Berkeley Lab Checkpoint/Restart Flyer for SC2004
Berkeley Lab Checkpoint/Restart (BLCR) for Linux
Researchers at Berkeley Lab's Future Technologies Group (FTG) are implementing checkpoint/restart for Linux. Our goal is to provide a robust, production quality implementation that checkpoints a wide range of applications, without requiring changes to be made to application code. Additionally, we require a preemptive implementation, allowing the use of checkpointing as a batch scheduling tool. Our strategy for meeting these goals is to implement BLCR mostly at the Linux kernel level. Implementing checkpoint/restart in the Linux kernel level poses many challenges, but has many benefits. Traditional UNIX checkpointing, provided by some vendors, requires very large changes to the UNIX kernel. Since we lack full control over the Linux kernel, our checkpoint implementation is designed not as a kernel patch, but as a module; making BLCR an addition to the kernel rather than introducing changes to existing code. Our work builds upon the vmadump kernel module from BProc.

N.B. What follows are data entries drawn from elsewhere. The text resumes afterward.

Issue #519, opened 2020-04-05
Convert to typescript


raineorshine:
- One commit per file
- Start with small, frequently used util functions

Issue #273, opened 2020-01-05
Staged local loading


raineorshine:
Large amounts of data (5,000+ thoughts) causes the app to load very slowly from IndexedDB. Instead of loading the data all at once (`loadLocalState`), load ~the data and render in stages~ only the thoughts that are within a few steps from the cursor. The `thoughtIndex` and `contextIndex` will then serve as a cache of thoughts rather than a complete index.

Thoughts should be loaded in two stages. The first stage is the most critical as it is the "time-till-first-load" that most affects the user's perception of the loading time.

1. Load `expanded` thoughts and their children.
2. Load children, grandchildren, and great grandchildren.

After the initial load, thoughts should be swapped out as follows:

- [ ] When the `cursor` moves, recalculate `expanded` and load thoughts as described above for the new `cursor`.
- [ ] Show “Loading...” in place of children that are still loading (also on startup). 
- [ ] Delete least recently accessed thoughts when they exceed a configurable cache size.

raineorshine:
For reference, this is some code I was using to load just the root thoughts:

```js
  if (!schemaVersion || schemaVersion === SCHEMA_LATEST) {
    localForage.getItem('contextIndex-' + hashContext([ROOT_TOKEN])).then(rootThoughts => {
      store.dispatch({
        type: 'thoughtIndex',
        contextIndexUpdates: {
          [hashContext([ROOT_TOKEN])]: rootThoughts
        },
        thoughtIndexUpdates: (rootThoughts || []).reduce((accum, current) => {
          return {
            ...accum,
            [hashThought(current.value)]: {
              contexts: [[ROOT_TOKEN]],
              value: current.value,
            }
          }
        }, {}),
        forceRender: true
      })
    })
  }
```

PR #656, opened 2020-05-14
Conversion to Typescript

anmolarora1:
Addresses #519 

As a part of this PR, we'll introduce TS to util functions, add frequently used types from business-context to `src/types.ts` and other types shared by util functions to `src/utilTypes.ts`


src/utilTypes.ts
```diff
@@ -3,3 +3,6 @@ export type ComparatorValue = 1 | -1 | 0
 
 /* A standard comparator function used within sort */
 export type ComparatorFunction<T> = (a: NonNullable<T>, b: NonNullable<T>) => ComparatorValue
+
+/* Set of file types supported for exporting thoughts */
+export type FileTypes = 'text/plain' | 'text/html'
```
raineorshine, line 8: `MimeType` would be a more appropriate name.

A type should generally be in the singular. The plural would likely be its own array or collection type.

src/util/equalArrays.ts
```diff
@@ -1,7 +1,5 @@
-//@ts-nocheck
-
 /** Equality for lists of lists. */
-export const equalArrays = (a, b) =>
+export const equalArrays = (a: unknown[], b: unknown[]): boolean =>
```
raineorshine, line 2: Does `a: []` work, or is `unknown` required?

src/util/equalPath.ts
```diff
@@ -1,7 +1,6 @@
-//@ts-nocheck
-
 import { equalThoughtRanked } from './equalThoughtRanked'
+import { Thought, Child } from '../types'
 
 /** Compares two thoughtsRanked arrays using { value, rank } as identity and ignoring other properties. */
-export const equalPath = (a, b) =>
+export const equalPath = (a: (Thought | Child)[], b: (Thought | Child)[]): boolean =>
```
raineorshine, line 5: `a` and `b` should be type `Path`.

src/util/equalThoughtRanked.ts
```diff
@@ -1,5 +1,5 @@
-//@ts-nocheck
+import { Thought, Child } from "../types";
 
 /** Compares two thought objects using { value, rank } as identity and ignoring other properties. */
-export const equalThoughtRanked = (a, b) =>
+export const equalThoughtRanked = (a: (Thought | Child), b: (Thought | Child)): boolean =>
```
raineorshine, line 4: `Child` only

src/util/equalThoughtSorted.ts
```diff
@@ -1,5 +1,5 @@
-//@ts-nocheck
+import { Thought, Child } from "../types";
 
 /** Compares two thought objects using { value } as identity and ignoring other properties. */
-export const equalThoughtSorted = (a, b) =>
+export const equalThoughtSorted = (a: (Thought | Child), b: (Thought | Child)): boolean =>
```
raineorshine, line 4: `Child` only

src/util/equalArrays.ts
anmolarora1: Afaik, that doesn't work. We need to specify the type of items.

src/utilTypes.ts
anmolarora1: Agreed

src/util/formatNumber.ts
```diff
@@ -1,11 +1,9 @@
-//@ts-nocheck
-
 /** Adds commas to a number */
 // TODO: Localize
-export const formatNumber = n => {
+export const formatNumber = (n: number) => {
   let s = '' // eslint-disable-line fp/no-let
   const digits = n.toString().split('')
-  digits.forEach((value, i) => {
+  digits.forEach((_, i) => {
```
anmolarora1, line 6: @raineorshine Have you considered using `toLocaleString` instead of this?

src/util/equalArrays.ts
raineorshine: Did you try it?

src/util/formatNumber.ts
raineorshine: Sure, I'm not super familiar with `toLocaleString`.

anmolarora1: It does the same job that this function is doing. You can check it out [here](https://developer.mozilla.org/en-US/docs/Web/JavaScript/Reference/Global_Objects/Number/toLocaleString)

src/util/equalArrays.ts
anmolarora1: Yes. Please check [this](https://www.typescriptlang.org/play/#code/MYewdgzgLgBA5gUygGQWOUAWMC8MAUAhgFwwDaAugJS4B8MhAdADZoaYDcAUF6JCKxYg4+RCjZZ8ZAIwAaAEzUqQA)

raineorshine: Got it, thanks!

src/util/formatNumber.ts
raineorshine: Cool! I created #682 to replace it.

package-lock.json
```diff
@@ -8623,25 +8623,25 @@
           "dependencies": {
             "abbrev": {
               "version": "1.1.1",
-              "resolved": "https://registry.npmjs.org/abbrev/-/abbrev-1.1.1.tgz",
+              "resolved": false,
```
raineorshine, line 8626: Revert `package-lock.json`

src/util/contextOf.ts
```diff
@@ -1,4 +1,5 @@
-import { Context } from "../types";
+import { Thought, Child } from "../types";
 
+// type C = 
 /** Gets the context of a context */
-export const contextOf = (context: Context): Context => context.slice(0, -1)
+export const contextOf = <T extends Array<Thought | Child>>(context: T) => context.slice(0, -1)
```
raineorshine: I think this might need to be `Context | Path`.

src/util/deleteThought.ts
```diff
@@ -37,17 +35,18 @@ import {
...
   splitChain,
 } from '../selectors'
+import { Child, Thought } from '../types'
 
 /** Deletes a thought. */
 export const deleteThought = () => {
 
   const state = store.getState()
-  const path = state.cursor
+  const path:(Thought[] | Child[]) = state.cursor
```
raineorshine, line 44: Why use `Child[]` when we have a `Path` type? Also, why `Thought[]` at all? A `Thought` is an entry in the `thoughtIndex` which is not related to a `Path`.

src/util/deleteThought.ts
```diff
@@ -37,17 +35,18 @@ import {
...
 
   // same as in newThought
   const contextChain = splitChain(state, path)
   const showContexts = isContextViewActive(state, contextOf(path))
-  const thoughtsRanked = contextChain.length > 1
+  const thoughtsRanked:Thought[] = contextChain.length > 1
```
raineorshine, line 49: Doesn't Typescript infer types of variables?

src/util/deleteThought.ts
```diff
@@ -73,12 +72,12 @@ export const deleteThought = () => {
...
 
   // prev must be calculated before dispatching existingThoughtDelete
-  const prev = showContexts
+  const prev: Child | undefined = showContexts
     ? prevContext()
     : prevSibling(state, value, context, rank)
 
   /** Returns true when thought is not hidden due to being a function or having a =hidden attribute. */
-  const isVisible = thoughtRanked => state.showHiddenThoughts || (
+  const isVisible = (thoughtRanked: Thought) => state.showHiddenThoughts || (
```
raineorshine, line 80: I think this should be `Child`.

src/util/deleteThought.ts
```diff
@@ -103,7 +102,7 @@ export const deleteThought = () => {
   }
 
   /** Sets the cursor or moves it back if it doesn't exist. */
-  const setCursorOrBack = (thoughtsRanked, { offset } = {}) => {
+  const setCursorOrBack = (thoughtsRanked: Array<Thought | Child | string> = [], { offset } = {offset: 0}) => {
```
raineorshine, line 105: I think there are times when `offset` is undefined. If you set it to `0` it will change the behavior.

raineorshine, line 105: Wouldn't this type just be a nullable `Path`?

src/util/deleteThought.ts
```diff
@@ -112,14 +111,16 @@ export const deleteThought = () => {
...
     // Case III: delete last thought in context; set cursor on context
-    thoughts.length > 1 ? [rootedContextOf(path), { offset: head(context).length }]
-    // Case IV: delete very last thought; remove cursor
-    : [null]
-  )
+    : setCursorOrBack(contextOf(path).concat(next()), { offset: 0 })
+  }
+  // Case IV: delete very last thought; remove cursor
+  return thoughts.length>1 ?setCursorOrBack(rootedContextOf(path), { offset: head(context).length }) : setCursorOrBack([])
 }
```
raineorshine, line 126: Do not use multiple return statements, as it breaks the invariant that the shape of the code should reflect the control flow. A single return statement with multiple cases captures the logic with less redundancy.

src/selectors/canShowModal.ts
```diff
@@ -1,6 +1,6 @@
 import { store } from '../store'
 
-const canShowModal = (state: any, id: number) => {
+const canShowModal = (state: any, id: number | string) => {
```
raineorshine, line 3: Would this work with just `string`?

src/util/ancestors.ts
```diff
@@ -0,0 +1,6 @@
+import { equalThoughtRanked } from './equalThoughtRanked'
+import { Path,Child } from '../types'
+
+
```
raineorshine, line 4: Extra blank line. Can you make sure the typescript linter is picking this up?

src/util/ancestors.ts
```diff
@@ -0,0 +1,6 @@
+import { equalThoughtRanked } from './equalThoughtRanked'
+import { Path,Child } from '../types'
```
raineorshine, line 2: Space after comma

src/util/compareThought.ts
```diff
@@ -104,4 +106,4 @@ const compareReasonable = makeOrderedComparator([
 ])
 
 /** Compare the value of two thoughts. */
-export const compareThought = (a, b) => compareReasonable(removeEmojis(a.value), removeEmojis(b.value))
+export const compareThought = (a: Thought, b: Thought) => compareReasonable(removeEmojis(a.value), removeEmojis(b.value))
```
raineorshine, line 109: `Child`

src/util/decodeCharacterEntities.ts
```diff
@@ -1,5 +1,5 @@
 /** Decode &, >, and < character entities. */
-export const decodeCharacterEntities = s => s
+export const decodeCharacterEntities = (s:string): string => s
```
raineorshine, line 2: Space after `:`. Can the linter catch this? (Can be in another PR)

src/util/contextOf.ts
```diff
@@ -0,0 +1,10 @@
+import { Context, Path } from "../types";
+
+type ReturnType = {
+  (param:Context): Context;
+  (param:Path): Path;
+  (param: Path | Context) : Path | Context
+}
```
raineorshine, line 7: Can you explain this? I don't quite understand.

src/util/ellipsize.ts
```diff
@@ -1,6 +1,6 @@
 import { THOUGHT_ELLIPSIZED_CHARS } from '../constants'
 
 /** Returns a string truncated with an ellipsis at a given limit n. */
-export const ellipsize = (s, n = THOUGHT_ELLIPSIZED_CHARS) =>
+export const ellipsize = (s: string, n:number = THOUGHT_ELLIPSIZED_CHARS): string =>
```
raineorshine, line 4: Space after `:`

src/util/ellipsizeUrl.ts
```diff
@@ -2,7 +2,7 @@ import { URL_MAX_CHARS } from '../constants'
 import { isURL } from '../util/isURL'
 
 /** Ellipsize a value if it is a url. */
-export const ellipsizeUrl = value =>
+export const ellipsizeUrl = (value:string): string =>
```
raineorshine, line 5: Space after `:`

src/util/escapeRegExp.ts
```diff
@@ -1,4 +1,4 @@
 /** Make a string safe to instantiate a RegExp.
  * NOTE: The escape-string-regexp npm package crashes the react production build.
  */
-export const escapeRegExp = s => s.replace(/[-[\]{}()*+?.\\^$|#\s]/g, '\\$&')
+export const escapeRegExp = (s:string): string => s.replace(/[-[\]{}()*+?.\\^$|#\s]/g, '\\$&')
```
raineorshine, line 4: Space after `:`

src/util/escapeSelector.ts
```diff
@@ -3,4 +3,4 @@ import { escapeRegExp } from './escapeRegExp'
 export const regExpEscapeSelector = new RegExp('[' + escapeRegExp(' !"#$%&\'()*+,./:;<=>?@[]^`{|}~') + ']', 'g')
 
 /** Replace characters that are invalid in document.querySelector with their respective character codes. Prepend _ to escape leading digits. */
-export const escapeSelector = s => '_' + s.replace(regExpEscapeSelector, s => '_' + s.charCodeAt())
+export const escapeSelector = (s:string): string => '_' + s.replace(regExpEscapeSelector, s => `_${s.charCodeAt(0)}`)
```
raineorshine, line 6: Space after `:`

src/util/formatNumber.ts
```diff
@@ -1,3 +1,3 @@
 /** Adds commas to a number. */
 // TODO: Localize
-export const formatNumber = (n: number, locale='en-US') => n.toLocaleString(locale)
+export const formatNumber = (n: number, locale='en-US') => n.toLocaleString(locale)
```
raineorshine, line 3: Restore newline at end of file.

Do you have `EditorConfig` configured in your editor? Usually that will automatically enforce this.

src/util/makeCompareByProp.ts
```diff
@@ -1,16 +1,18 @@
...
 /**
  * Creates a function that takes two values and compares the given key.
  * Does case insensitive comparison with strings.
  */
-export const makeCompareByProp = key => (a, b) =>
+export const makeCompareByProp = (key:any):ComparatorFunction<Object> => (a: Object, b: Object) =>
   isGreater(a, b, key) ? 1
   : isSmaller(a, b, key) ? -1
-  : 0
+  : 0
```
raineorshine, line 18: Newline

src/util/makeCompareByProp.ts
```diff
@@ -1,16 +1,18 @@
...
 
+import { ComparatorFunction } from '../utilTypes'
+
 /** Returns true if the first object's key is greater than the second object's key. */
-export const isGreater = (a, b, key) => lower(a[key]) > lower(b[key])
+export const isGreater = (a:Object, b:Object, key: keyof typeof a & keyof typeof b )  => lower(a[key]) > lower(b[key])
 
 /** Returns true if the first object's key is smaller than the second object's key. */
-export const isSmaller = (a, b, key) => lower(a[key]) < lower(b[key])
+export const isSmaller = (a:Object, b:Object, key: keyof typeof a & keyof typeof b )  => lower(a[key]) < lower(b[key])
```
raineorshine, line 9: Space after `:`

src/util/makeCompareByProp.ts
```diff
@@ -1,16 +1,18 @@
 import { lower } from './lower'
 
+import { ComparatorFunction } from '../utilTypes'
+
 /** Returns true if the first object's key is greater than the second object's key. */
-export const isGreater = (a, b, key) => lower(a[key]) > lower(b[key])
+export const isGreater = (a:Object, b:Object, key: keyof typeof a & keyof typeof b )  => lower(a[key]) > lower(b[key])
```
raineorshine, line 6: Can you explain the expression `keyof typeof a & keyof typeof b`?

src/utilTypes.ts
```diff
@@ -0,0 +1,13 @@
...
+/* A standard comparator function used within sort */
+export type ComparatorFunction<T> = (a: NonNullable<T>, b: NonNullable<T>) => ComparatorValue
+
+/* Set of file types supported for exporting thoughts */
+export type MimeType = 'text/plain' | 'text/html'
+
+/* Generic type to allow null */
+export type Nullable<T> = T | null;
+
+export type GenericObject<T = any> = {[key: string]: T}
```
raineorshine, line 13: What's the advantage of using this over any? Since everything is a generic object in Javascript.

src/util/parseJsonSafe.ts
```diff
@@ -1,8 +1,10 @@
+import { Nullable } from "../utilTypes"
+
 /** Safely JSON parse an unknown value, and default to a given fallback value. */
-export const parseJsonSafe = (value, defaultValue) => {
+export const parseJsonSafe = (value: Nullable<string>, defaultValue: number) => {
```
raineorshine, line 4: `defaultValue` should be `any`.

src/util/pathToContext.ts
```diff
@@ -0,0 +1,8 @@
+import { Context, Path } from "../types"
+
+/** Converts paths [{ value, rank }, ...] to contexts [key, ...]. */
+// if already converted, return a shallow copy
+// if falsey, return as-is
+
+const isPath = (param: any): param is Path =>  !!(param as Path).length && (param as Path)[0].hasOwnProperty('value')
+export const pathToContext = (thoughts: Path | Context): Context  => isPath(thoughts) ? thoughts.map(child => child.value) : thoughts.slice()
```
raineorshine, line 8: Newline

src/util/rankThoughtsSequential.ts
```diff
@@ -1,3 +1,5 @@
+import { Context, Child } from "../types";
+
 /** Ranks the thoughts from 0 to n in the given array order. */
-export const rankThoughtsSequential = thoughts =>
+export const rankThoughtsSequential = (thoughts: Context) =>
```
raineorshine, line 4: Technically this should be `string[]` since this operates on thoughts within a context rather than along a path.

src/util/setSelection.ts
```diff
@@ -5,20 +5,23 @@
...
-  const sel = window.getSelection()
+  const sel = window.getSelection() || new Selection()
   // automatically constrain offset to text length
   // this may still throw an error if the text node does no exist any longer
-  try {
-    range.setStart(textNode, offset ? Math.min(offset, textNode.textContent.length) : end ? textNode.textContent.length : 0)
-  }
-  catch (e) {
-    console.warn(e)
+  if(textNode!==null) {
```
raineorshine, line 18: I believe the `textNode` is guaranteed to be valid since it is appended at the beginning of the function.

src/util/setSelection.ts
```diff
@@ -5,20 +5,23 @@
...
-export const setSelection = (el, { offset, end } = {}) => {
+type SelectionOptionsType = {offset: number, end: number}
+export const setSelection = (el: HTMLElement, { offset, end }: SelectionOptionsType = {offset: 0, end: 0}) => {
   if (el.childNodes.length === 0) {
     el.appendChild(document.createTextNode(''))
   }
   const textNode = el.firstChild
   const range = document.createRange()
-  const sel = window.getSelection()
+  const sel = window.getSelection() || new Selection()
```
raineorshine, line 15: Can you explain this?

raineorshine:
> - isRoot & isEm are being used interchangeably by contexts/Path/Thought object’s context field. What’s the correct expectation?

`isRoot` tests if a thought is a descendant of the root thought. `isEm` tests if a thought is a descendant of the **em** thought. Currently the root thought contains user thoughts and **em** contains Settings.

Does that answer your question, or are you seeking something else?

> - mergeUpdates - why are we using for in and not Object.keys?

For [performance reasons](https://jsperf.com/object-keys-vs-for-in-loop-test), but this will become less important when we switch to a thought cache (#273) rather than loading all thoughts into memory.

> - notNull function doesn’t seem to be filtering undefined whereas its JSDoc description states it filters both null and undefined.

`a != null` is shorthand for `a !== null && a !== undefined`

> - importHTML - line 92 . Is null a valid value in thoughtindexupdates?

The line number has changed, but I think I can still answer your question. Yes, `thoughtIndexUpdates` may have `null` values. This is what tells Firebase to delete the key. They are removed locally into `thoughtIndex` via `mergeUpdates`. Same for `contextIndexUpdates`.

> - What's the type of items in sumSubthoughtsLength?

That's a strange one. `Child | ThoughtContext`.

src/selectors/canShowModal.ts
anmolarora1: Yes, I'll update it

src/util/ancestors.ts
anmolarora1: We can add a config for picking up such issues. If it's a long process, we can tackle it in a different issue.

src/util/contextOf.ts
anmolarora1: An explicit return type is added here to allow the compiler to infer the type of results in the calling functions. If we don't do it, the return type would be `Path | Context`.  
An example from `importHtml.ts` - 
[importCursor](https://github.com/cybersemics/em/blob/adab4290f2a0c59d6fc53f52a3dd8040b3f21dba/src/util/importHTML.js#L98) can be `Path|Context`. But [here](https://github.com/cybersemics/em/blob/adab4290f2a0c59d6fc53f52a3dd8040b3f21dba/src/util/importHTML.js#L182), we're assuming its type to be `Path`, which results in a compile-time error.

src/utilTypes.ts
anmolarora1: That's true, everything is a generic object in JS and we can allow them to be like that. But this helps to narrow down the allowed value types for an object. 
Example - We can enforce the thoughtIndex to have only `thoughtObject` values - [`thoughtIndex: GenericObject<Thought>`](https://github.com/cybersemics/em/blob/5226dcfec237353436ae84973c23cacfa2b76764/src/util/initialState.ts#L33).

src/util/setSelection.ts
anmolarora1: That's right, but the compiler doesn't quite understand that. 
Maybe we can refactor our code to make it more explicit. Something like this helps to get rid of the compiler error - 
```
const textNode = el.firstChild || el.appendChild(document.createTextNode(''))
```

src/util/setSelection.ts
anmolarora1: When used in Firefox, `window.getSelection()` [returns null](https://developer.mozilla.org/en-US/docs/Web/API/Window/getSelection) for some values, and hence, TS compilation errors on [these lines](https://github.com/cybersemics/em/blob/094828d323f63e1d19d865947e619322c9dc2519/src/util/setSelection.ts#L27)

src/util/makeCompareByProp.ts
anmolarora1: The intention behind adding this was to ensure that the key passed to this function belongs to both the objects, so it doesn't end up doing `lower(undefined) >lower(undefined)`
It didn't work as expected but it's fixed in [this](https://github.com/cybersemics/em/pull/656/commits/fb102a1254eee7ce8d99aa6157aa3606b16ce29b) commit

Support for MPI Applications
In addition to the kernel module, BLCR is designed with a user space library component for extensibility - especially in the area of checkpointing communications such as those present in an MPI application. The user space library allows an application or library to block checkpoints during critical sections, and to register special handlers for checkpoint and restart events. Using this interface, FTG and the Indiana University Open Systems Lab have added checkpoint/restart support to LAM/MPI. This work has taught us a great deal about how checkpoint restart should behave in an MPI library. (Our results are described in [1]). Checkpoint/Restart is available in the 7.x versions of LAM/MPI, including TCP/IP and gm support. More information and downloads are available at http://www.lam-mpi.org
Support for Scalable Systems Software
The DOE-funded SciDAC Scalable Systems Software ISIC is building a set of software components and interfaces for resource management of large parallel computers, independent of architecture and Operating System. Checkpoint/Restart is an integral part of the center's general resource management strategy. FTG is funded to develop BLCR as the reference implementation of checkpoint/restart for the Scalable Systems Software Suite, as well as specifying standard (implementation-neutral) interfaces between checkpoint/restart and other software components in the Scalable Systems Software Suite. More information and downloads of the Scalable Systems Software reference suite is available at http://www.csm.ornl.gov/oscar/sss/
Feature Highlights for BLCR
- Fully Open Source (GPL and LGPL) licensing
- Fully SMP safe
- Rebuilds the virtual address space and restores registers
- Supports both the LinuxThreads and new NPTL implementations of POSIX threads
- Restores file descriptors, and state associated with an open file
- Restores signal handlers, signal mask, and pending signals
- Restores the process ID (PID), thread group ID (TGID), parent process ID (PPID), and process tree to old state
- Tested against a variety of Linux 2.4 kernels, distributions and C library versions
- Currently implemented only for IA32
Platforms Supported by BLCR
BLCR is presently limited to IA32 hardware, and has been developed and tested primarily on Red Hat 8 and Red Hat 9 distributions. However, wide portability is a primary goal. Therefore, BLCR is periodically tested against a variety of Linux kernels and distributions:
- Vanilla Linux 2.4 kernels 2.4.0 through 2.4.27
- Full distributions with their associated kernels
- Red Hat 7.1 through 7.3, Red Hat 8, and Red Hat 9
- SuSE Linux 9
- CentOS 3.1
- GNU C library (glibc) versions 2.1 through 2.3
Plans for BLCR
Next steps include
- Special device files such as /dev/null, /dev/zero and /dev/random
- Coherent checkpoints of process groups and sessions
- Process group support allows checkpointing of command pipelines (e.g. grep foo bar | sort)
- Sessions support eases integration with most batch systems and allows checkpointing of login shells
- Support for Linux 2.6
- Support for Opteron, IA64 and PowerPC architectures
BLCR Projects Participants
Berkeley Lab Future Technologies Group (FTG)
- Paul Hargrove
- Jason Duell
- Eric Roman (alumni)
Indiana University Open Systems Lab
- Andrew Lumsdaine
- Jeff Squyres
- Sriram Sankaran (alumni)
- Brian Barrett (alumni)
Source Code Availability and Further Information
BLCR is now available from the Future Technologies Group web site
References
- The LAM/MPI Checkpoint/Restart Framework: System-Initiated Checkpointing. In LACSI Symposium, October 2003. Sriram Sankaran, Jeffrey M. Squyres, Brian Barrett, Andrew Lumsdaine, Jason Duell, Paul Hargrove, and Eric Roman.
- The Design and Implementation of Berkeley Lab's Linux Checkpoint/Restart., Duell, J., Hargrove, P., and Roman., E.